Die Frage ob ein Kleid ein Mänerkleid ist, ist in der Tat nur dann von Bedeutung, wenn jemand mit der Behauptung, es sei keines, begründen versucht, daß man dieses Kleid nicht tragen solle. Wenn es nicht paßt, weil die Brustabnäher für ungefüllten Raum bieten, die Schultern zu eng sind, das Verhältnis von Tallien- und Beckenweite nicht das des Träger ist oder das Oberkörperteil zu kurz ist, hat der Kleidgegner einen natürlichen Begründungspunkt, an dem die Gegenargumentaion wahrscheinlich scheitert. Paßt aber das Kleid, kann man ihn getrost nach Begründungen suchen lassen. Er findet nichts leicht widerlegbares, weil es keinen Grund gibt, wenn das Kleid paßt. Klar kann es vorkommen, daß man mit Ausweichmanövern, unpassenden Abstraktionen, fragwürdigen Autoritäten und ähnlichem rhetorischen Finessen kämpfen muß, aber wenn man hartnäckisch am konkreten Kleid bleibt, bleibt ihm keine Chance. Es gelegentlich amüsant jemand auf diese Weise dazu zu bringen, sich in Widersprüche zu verwickeln.
Als ich mich erst wenige Wochen mit dem Rock in die Öffentlichkeit getraut hatte, fragte mich eine Frau, wo ich den Rock für Männer gefunden habe. Da nichts gegen die Annahme, daß sie das einfach aus Neugier gefragt habe, sprach, gab ich ihr selbstverständlich wahrheitsgemäß Auskunft, und fügte den Hinweis, daß es bei den Hosen tragenden Frauen am Anfang wohl ähnlich gewesen sei, hinzu. Sie bestätigte darauf, daß sie selbst eine Hose aus der Männerabteilung trug, was mich dann doch überraschte, weil sie sehr ausgeprägte weibliche Formen hatte. So ist es nun mal mit den Passformen der entsprechenden Kaufhausabteilungen.

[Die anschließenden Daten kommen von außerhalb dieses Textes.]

PR #7209, opened 2026-09-17
build(deploy-camunda): make topology deploys self-diagnosing for automated operators

eamonnmoloney:

Deploying the `physicaltenants` topology scenario (`ptnt`, 5 releases) to GKE took 10 invocations and roughly 55 minutes. Three of those invocations were tool defects rather than real work, and the scenario itself was undiscoverable from the documented workflow.

The originating investigation is the Hub/Optimize inventory work in #7204; this PR is the tooling half and is independent of it.

### What's in this PR?

**`CAMUNDA_HOSTNAME` was never computed for a topology release.**

`runTopologyEntry` built its release contexts via `GenerateTopologyContexts` with a synthetic `RuntimeFlags` carrying only the namespace, so `resolvedHost` was always empty and `buildScenarioEnv` never emitted the variable. The deploy then died substituting `companion-values/keycloak-fixed-issuer.yaml`.

The preflight did not catch it, and that is the part worth noting: `scenarioDeployEnv` models the *single-release* builder against the per-release flags, which do carry ingress, so the check passed and the failure surfaced only mid-deploy. Two different context builders, one green, one fatal.

The fix is two inseparable edits. Populating `ScenarioCtx.IngressHost` alone would have traded this failure for another — the contract render turns that field into `--set global.ingress.host`, which `constraints.tpl` declares removed via `camundaPlatform.keyRemoved`. Verified against the chart:

```
--set global.ingress.host=  -> exit 1, "key ... has been removed"
--set global.host=          -> exit 0
```

**A failing topology run reported one release at a time.**

The prepare loop returned on the first failure. Preparation renders values and mutates no cluster, yet each rediscovery cost a full deploy cycle. Failures now accumulate and return together via `errors.Join`, across all three release-scoped failure sites. Measured on the built binary against the same scenario:

| | before | after |
|---|---:|---:|
| releases validated in one run | 0 | 4 |

**Secret-mapping warnings drowned the output.**

The mapping is a global list of 22 variables, 18 of them connector credentials most scenarios never set, and it is evaluated once per release. A five-release deploy emitted 270 of 3046 output lines as per-variable warnings. They are now one summary line per release carrying `missingVars`, with the names still in-band.

**The in-flight guard only understood one failure mode.**

It aborted on an unpullable image; every other terminal pod state ran to the full timeout and returned `context deadline exceeded`, naming nothing. It now also aborts on `CrashLoopBackOff` past a restart threshold, container config errors that cannot self-heal, and pods that stay `Unschedulable` — each behind the same consecutive-observation streak, so a mid-reconciliation snapshot cannot trigger a false abort.

Stalled readiness is deliberately **not** detected. Separating a genuinely slow component from a stalled one is unreliable from a pod list, and a false abort costs more than waiting. This leaves a real gap, tracked separately: the chart disables liveness and startup probes by default, so an app that starts but cannot reach a dependency stays `Running` with `restartCount` 0 and is invisible to every detector here.

**CI never ran the packages all of this lived in.**

`go.test` covered only `./matrix`. Every defect above sat in `./cmd` or `./deploy`, which is why all of them survived. The target now runs both plus `vault-secret-mapper` — 60s.

**Discoverability.**

`physicaltenants` was absent from the README catalog, `ptnt` was decodable only from the `rfr-validation` skill, and 32 of 45 `matrix run` flags were undocumented. Added to the `deploy-camunda` skill and the README only; `rfr-validation` already decodes `ptnt` and the index files are pointers, and spreading the same facts across six surfaces is what let them drift.

This was validated by giving the deployment task to a fresh agent with no prior context, against both the documented and undocumented trees. Both reached a correct command, but the undocumented run found the scenario only by reading the registry manifest and derived namespace construction from `matrix/runner.go` and `deploy/scenario.go`. That agent also rejected a wrong claim in the first draft — it stated `matrix run` accepts `--ttl`, which is registered only on the root command — so the TTL guidance was corrected before commit.

**Verification.** Every behaviour change is locked by a test written first and observed failing for the right reason. `pkg/deployer` re-checked under `-race -shuffle=on` for the guard's mutex-guarded field. `make go.test` and `make helm.lint` green. `imagepull.go` dropped from 204 to 195 pure LOC.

"erweiterte Männerabteilung" ist übrigens eine nette Bezeichnung. Mal sehen ob ich im Alltag Gelegenheit finde, sie einzusetzen. Ich bin aber nicht mehr gewöhnt, etwas gefragt zu werden, wo es sinnvoll ist, sie in die Antwort einzufügen. Originelle Formulierung auf Lager zu haben, ist aber auch so gut.